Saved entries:

BEGIN

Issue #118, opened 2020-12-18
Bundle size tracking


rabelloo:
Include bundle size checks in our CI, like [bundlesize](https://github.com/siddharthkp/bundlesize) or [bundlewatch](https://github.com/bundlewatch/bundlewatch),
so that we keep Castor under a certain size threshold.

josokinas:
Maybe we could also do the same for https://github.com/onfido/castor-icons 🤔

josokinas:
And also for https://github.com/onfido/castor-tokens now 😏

END

PROBLEM:
The data above should be returned exactly as written.

RESULT BELOW:
Issue #118, opened 2020-12-18
Bundle size tracking


rabelloo:
Include bundle size checks in our CI, like [bundlesize](https://github.com/siddharthkp/bundlesize) or [bundlewatch](https://github.com/bundlewatch/bundlewatch),
so that we keep Castor under a certain size threshold.

josokinas:
Maybe we could also do the same for https://github.com/onfido/castor-icons 🤔

josokinas:
And also for https://github.com/onfido/castor-tokens now 😏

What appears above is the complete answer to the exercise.